▸ TASK ITEM: Look through the material below and give the number of lines where the string "foreground" appears, without any other words.

▸ GIVEN ENTRIES:
Issue #1708, opened 2019-12-16
Varia: Entry meta in Blog Posts block stays in grey with background colour


iamtakashi:
## Steps to replicate

* Add a Blog posts block to display some posts.
* Add a background colour to a container block.
* Notice the colour of entry meta on the front-end.

<img width="605" alt="Screenshot 2019-12-16 at 14 15 45" src="https://user-images.githubusercontent.com/908665/70915979-c8e25e00-2012-11ea-92a5-b3933b58383a.png">

All the child themes likely share the issue, and they should also be updated.

michaeldcain:
Fixed in https://github.com/Automattic/themes/pull/1710

PR #1710, opened 2019-12-16
Template-First Themes: add styling for Blog Posts (Newspack) block.

michaeldcain:
The Newspack Blog Posts block has been ported to WordPress.com, and is now the recommended upgrade from the previous a8c-posts-list block. The block comes with a number of default styles, which need to be overwritten to allow the template-first theme blog styling to work.

Theme | Old Block | New Block (before) | New Block (after
------------ | ------------ | ------------- | -------------
Varia | old-block | new-block-before | new-block-after
Barnsbury | barnsbury-old-block | barnsbury-new-block-before | barnsbury-new-block-after

ref: p7DVsv-7Rw-p2
additionally fixes https://github.com/Automattic/wp-calypso/issues/38389

### DIFF
--- a/varia/sass/blocks/blog-posts/_style.scss
+++ b/varia/sass/blocks/blog-posts/_style.scss
@@ -25,6 +25,12 @@
 			&:hover {
 				color: #{map-deep-get($config-global, "color", "primary", "hover")};
 			}
+
+			.has-background:not(.has-background-background-color) &,
+			[class*="background-color"]:not(.has-background-background-color) &,
+			[style*="background-color"] & {
+				color: currentColor;
+			}
 		}
 	}
 
@@ -51,6 +57,12 @@
 	.cat-links {
 		color: #{map-deep-get($config-global, "color", "foreground", "light")};
 		font-size: #{map-deep-get($config-global, "font", "size", "sm")};
+
+		.has-background:not(.has-background-background-color) &,
+		[class*="background-color"]:not(.has-background-background-color) &,
+		[style*="background-color"] & {
+			color: currentColor;
+		}
 
 		> span {
 			display: inline-block;
@@ -98,4 +110,12 @@ button[data-load-more-btn] {
 	// Extend button style
 	@extend %button-style;
 	display: inline-block;
+
+	.has-background:not(.has-background-background-color) &,
+	[class*="background-color"]:not(.has-background-background-color) &,
+	[style*="background-color"] & {
+		background-color: transparent;
+		border: 2px solid currentColor;
+		color: currentColor;
+	}
 }
--- a/varia/sass/blocks/blog-posts/_style.scss
+++ b/varia/sass/blocks/blog-posts/_style.scss
@@ -1,0 +1,100 @@
+.wp-block-newspack-blocks-homepage-articles article {
+	display: block;
+
+	/* Vertical margins logic between posts */
+	margin-top: calc(3 * #{map-deep-get($config-global, "spacing", "vertical")});
+	margin-bottom: calc(3 * #{map-deep-get($config-global, "spacing", "vertical")});
+
+	&:first-child {
+		margin-top: 0;
+	}
+
+	&:last-child {
+		margin-bottom: calc(3 * #{map-deep-get($config-global, "spacing", "vertical")});
+	}
+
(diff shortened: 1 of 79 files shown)


iamtakashi:
Awesome work, @michaeldcain !

I understand that it'd be ideal for the existing users if the styles match between the old and the new blocks, I'm not sure if we should override the heading text alignment in the theme like Maywood that has a centre-aligned title. It's the sort of thing that the user should be able to control in the block, and when the block adds the text alignment setting, that wouldn't work if the theme overrides it in the CSS.

Another thing that I've noticed is Type scale setting in the block. We'd also need to specify each size (1- 10, the default is 4). At the moment in Varia, the default size 4 is larger than size 5 that comes from the block. 

Screeny Video 17 Dec 2019 at 11 05 56 2019-12-17 11_09_52

I'll defer to @allancole 's decision on these, but I thought it'd be worth to consider these details.

michaeldcain:
> I'm not sure if we should override the heading text alignment in the theme like Maywood that has a centre-aligned title. It's the sort of thing that the user should be able to control in the block, and when the block adds the text alignment setting, that wouldn't work if the theme overrides it in the CSS.

Yeah, I'm not sure if there's a plan to extend the Newspack block (or any reason why we can't add alignment controls) - @obenland might know - so I opted to do the styling in the themes, to at least give some visual variation. I'm happy to undo it though.

/cc @ianstewart 

> Another thing that I've noticed is Type scale setting in the block. We'd also need to specify each size (1- 10, the default is 4). At the moment in Varia, the default size 4 is larger than size 5 that comes from the block.

Let me undo the font-size changes and see if that works.

michaeldcain:
Takashi created https://github.com/Automattic/wp-calypso/issues/38470 to deal with the alignment controls.

ianstewart:
> when the block adds the text alignment setting

Are there plans for this?

obenland:
> Yeah, I'm not sure if there's a plan to extend the Newspack block (or any reason why we can't add alignment controls) - @obenland might know 

There is no plan on Ajax' end to extend it at this time. Equally though, there is no reason why it couldn't be done.

michaeldcain:
I've updated the themes to remove alignment and text size changes. @Automattic/theam it'd be great to get a review on this so we can get it merged soon.

allancole:
This looks really good @michaeldcain :-) I tested it with various configurations of Varia child-themes, and the Blog Posts Block options to see if anything was off and all seemed to check out. The code looks good as well. 

I think this is good to merge :-)

iamtakashi:
Nice update, @michaeldcain ! 

One thing I've noticed is that the different bottom margin for each article when they are in the grid mode. On the front of the site, the margin is 1em that's set by the block, but in the editor, that's 96px that's overridden by the theme. I think the margin should be the same between in the editor and the front of the site.

**Editor**
Screenshot 2019-12-18 at 11 20 12

**The front of the site**
Screenshot 2019-12-18 at 11 20 19

iamtakashi:
Would it be possible to fix [this issue](https://github.com/Automattic/themes/issues/1708) as well? 

As soon as we specify the colour of an element, we need to change it to `currentColor` so that it's always visible to avoid this situation — the blue title is invisible on a blue background, and the grey entry meta never changes its colour.

Screenshot 2019-12-18 at 13 43 10

It can be easily done by something like this: https://github.com/Automattic/themes/blob/master/varia/sass/blocks/quote/_style.scss#L34

varia/sass/blocks/blog-posts/_style.scss
```diff
@@ -0,0 +1,100 @@
...
+	}
+
+	.more-link {
+		margin-top: #{map-deep-get($config-global, "spacing", "unit")};
+	}
+
+	.entry-meta,
+	.entry-footer,
+	.cat-links {
+		color: #{map-deep-get($config-global, "color", "foreground", "light")};
```
michaeldcain: @iamtakashi for the `.entry-meta` issue, can I just use `currentColor` here, or does it require the `has-background-color` class logic?

michaeldcain:
2b63d8b fixes #1710 1708

michaeldcain:
2b63d8b fixes #1708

▸ SOLUTION TO THIS EXERCISE: 2